PR #1128, opened 2023-06-06
feat: scaffold GA4 modules and implement `loaded` event

dkoo:
### All Submissions:

Scaffolds JS modules for setting up and firing GA4 custom events for prompt interactions. Also scaffolds a `loaded` event, which fires as soon as a prompt is loaded in the DOM (so no event handler needed for this trigger).

Because UA/GA3 events are being deprecated in July, this PR implements the GA4 events separately and in parallel with the existing analytics events, which can be removed after the official UA deprecation.

Closes `1204616440912018/1204751246643877`.

1. Ensure that you have Google Analytics and a GA4 property set up in Site Kit (otherwise the JS won't init).
2. Check out this branch.
3. Visit a post or page that has prompts (doesn't matter whether or not they're displayed for the `loaded` event).
4. In your JS console, confirm that each prompt logs a `prompt_interaction` event name and an accompanying payload with info about the specific prompt for the `loaded` action.

### Other information:

### DIFF
--- a/src/view/analytics/load.js
+++ b/src/view/analytics/load.js
@@ -1,0 +1,15 @@
+import { getEventPayload } from '../utils';
+
+/**
+ * Event fired as soon as a prompt is loaded in the DOM.
+ *
+ * @param {Array} prompts Array of prompts loaded in the DOM.
+ */
+export const manageLoadEvents = prompts => {
+	prompts.forEach( prompt => {
+		const payload = getEventPayload( 'loaded', 'passive', prompt );
+
+		console.log( 'event name', 'prompt_interaction' );
+		console.log( 'event payload', payload );
+	} );
+};
--- a/includes/class-newspack-popups-model.php
+++ b/includes/class-newspack-popups-model.php
@@ -1145,6 +1145,35 @@ final class Newspack_Popups_Model {
 	}
 
 	/**
+	 * Get a description of a prompt's custom frequency settings, for analytics purposes.
+	 *
+	 * @param array $popup The popup object for the prompt.
+	 *
+	 * @return string Frequency summary.
+	 */
+	private static function get_custom_frequency_summary( $popup ) {
+		$custom_settings = [];
+
+		if ( 0 < $popup['options']['frequency_between'] ) {
+			// Translators: %d is the number of pageviews in between prompt displays, if greater than 0 (every pageview).
+			$custom_settings[] = sprintf( __( 'every %d pageviews', 'newspack-popups' ), $popup['options']['frequency_between'] + 1 );
+		}
+		if ( 0 < $popup['options']['frequency_start'] ) {
+			// Translators: %d is the pageview when the prompt starts to be displayed, if greater than 0 (first pageview).
+			$custom_settings[] = sprintf( __( 'starting on pageview %d', 'newspack-popups' ), $popup['options']['frequency_start'] + 1 );
+		}
+		if ( 0 < $popup['options']['frequency_max'] ) {
+			// Translators: %d is the max number number of displays for the prompt, if greater than 0 (no max).
+			$custom_settings[] = sprintf( __( 'max %d times', 'newspack-popups' ), $popup['options']['frequency_max'] );
+
+			// Translators: %s is the time period for when the prompt can be displayed again after the max number of displays.
+			$custom_settings[] = sprintf( __( 'resetting every %s', 'newspack-popups' ), $popup['options']['frequency_reset'] );
+		}
+
+		return implode( ',', $custom_settings );
+	}
+
+	/**
 	 * Generate markup for an inline popup.
 	 *
 	 * @param string $popup The popup object.
@@ -1163,7 +1192,7 @@ final class Newspack_Popups_Model {
 		self::remove_form_hooks( $popup );
 		do_action( 'newspack_campaigns_after_campaign_render', $popup );
 
-		$element_id           = self::get_uniqid();
+		$element_id           = self::canonize_popup_id( $popup['id'] );
 		$endpoint             = self::get_reader_endpoint();
 		$hide_border          = $popup['options']['hide_border'];
 		$large_border         = $popup['options']['large_border'];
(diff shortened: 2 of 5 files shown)


src/view/analytics/load.js
```diff
@@ -0,0 +1,15 @@
+import { getEventPayload } from '../utils';
+
+/**
+ * Event fired as soon as a prompt is loaded in the DOM.
+ *
+ * @param {Array} prompts Array of prompts loaded in the DOM.
+ */
+export const manageLoadEvents = prompts => {
+	prompts.forEach( prompt => {
+		const payload = getEventPayload( 'loaded', 'passive', prompt );
```
dkoo, line 10: @leogermani I wasn't sure what to put for the `action_type` event param. Does `passive` make sense, since this event will fire without any user interaction?

leogermani: Ideally this should be one of the values described in the docs here -> https://github.com/Automattic/newspack-plugin/tree/master/includes/data-events#prompt_interaction

leogermani:
If you agree I can wrap up that PR with some test instructions and you can continue with this one using that as a basis.

And then you can add other parameters, like you are doing with frequency, in a way it will be applied to both front-end and back-end events

src/view/analytics/load.js
dkoo: Ah, so it should be `donation`, `registration` or `newsletters_subscription` if the loaded prompt contains one of the corresponding block types, or empty if it doesn't?

leogermani:
> @leogermani That makes sense to me—thanks for pointing me in the right direction. Okay if I pull that draft into this branch and continue working on it here?

yes, sure!

And that should handle the action_type already

dkoo:
@leogermani Thanks again for the data normalizing class—I've integrated it into this PR in 550a023. Is it closer to what you had in mind?

leogermani:
Yes! I'm gonna test this asap

includes/class-newspack-popups-data-api.php
```diff
@@ -0,0 +1,176 @@
...
+
+		unset( $sanitized['interaction_data'] );
+		$sanitized = array_merge( $sanitized, $popup_params['interaction_data'] );
+
+		unset( $sanitized['prompt_blocks'] );
+		foreach ( $popup_params['prompt_blocks'] as $block ) {
+			$sanitized[ 'prompt_has_' . $block ] = 1;
+		}
+
+		// @TODO: How to handle prompts with more than one block?
```
dkoo, line 148: @leogermani If there's more than one block, what about making this a comma-delimited list? e.g. `donation, registration, newsletters_subscription`

This probably won't happen much in practice as our recommended/default prompts only contain a single type at a time.

dkoo: I'm not sure what data types GA supports for these values—if they can accept an array then that would probably be more useful.

leogermani: it only supports strings. up to 100 characters.

Yeah, we could concatenate them in alphabetical order I guess. But I wanted us to take a moment and see what are the cases this will happen to make sure this is the better way to go.

The only place I see this happening is in the new Memberships/content gating features - and we are not tracking membership purchases at all.. so I'd say that this is part of the task to add the Content gating data to the whole Data events api and ga4

leogermani:
Apparently it works well for me

image

My only comment is that I saw the 3 loaded events for 3 prompts that were never displayed in the pageivew.

I'm wondering about the value of tracking the `load` event if it is triggered every time even when the prompt will not be displayed...

leogermani (approved):

includes/class-newspack-popups-data-api.php
dkoo: True, I guess I'm not seeing the utility of the `action_type` param right now.

> I wanted us to take a moment and see what are the cases this will happen to make sure this is the better way to go.

Membership-focused prompts are a good case. But then we may want to add additional `action_type` values to cover more membership-specific purposes, right? Custom publisher-authored prompts might also be another case, if they include both a donation and newsletter signup form in the same prompt (unlikely but could happen). I'm okay leaving this as-is for now until we have some concrete use case scenarios we need to support.

dkoo:
> My only comment is that I saw the 3 loaded events for 3 prompts that were never displayed in the pageivew.

> I'm wondering about the value of tracking the load event if it is triggered every time even when the prompt will not be displayed...

The `load` event in GA3 tracks all prompts that are inserted in the DOM, regardless of whether they're displayed to the reader. This can be measured against the `seen` event (which fires only once a prompt becomes visible in the viewport) to create a sort of view rate metric per prompt. Although this does create an ambiguity: was a prompt not seen because the reader didn't match its segment, or was it not seen because they didn't scroll down far enough to see it in the post content?

I'm open to changing the behavior of this to whatever is most useful to us—the way it's implemented now simply matches what we've been tracking in GA3.

includes/class-newspack-popups-data-api.php
leogermani: > True, I guess I'm not seeing the utility of the action_type param right now.

Yeah, maybe it's redundand with the other we have.

I think we could discuss this and the `load` event subject with Katie to make a decision

dkoo:
@leogermani turns out you're right! I was incorrect about the `load` event firing as soon as the element is available in the DOM. [This JS function](https://github.com/Automattic/newspack-plugin/blob/master/includes/analytics/class-analytics-events.php#L708) is what tracks those events for GA3 (based on the `ini-load` browser event from AMP). I've duplicated this `MutationObserver` logic here so now the event will only fire when a prompt is unhidden, save as with GA3.

src/view/analytics/load.js
dkoo: Resolved by later discussions/changes

includes/class-newspack-popups-data-api.php
dkoo: Since I was wrong about this, and the `load` GA3 event does only fire for prompts that will be displayed, I think this clarifies the usefulness of the `loaded` vs. `seen` events.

....

TASK >> Scan the material above for the string "were", and copy every line where it is found.

WRITTEN ANSWER >>
My only comment is that I saw the 3 loaded events for 3 prompts that were never displayed in the pageivew.
> My only comment is that I saw the 3 loaded events for 3 prompts that were never displayed in the pageivew.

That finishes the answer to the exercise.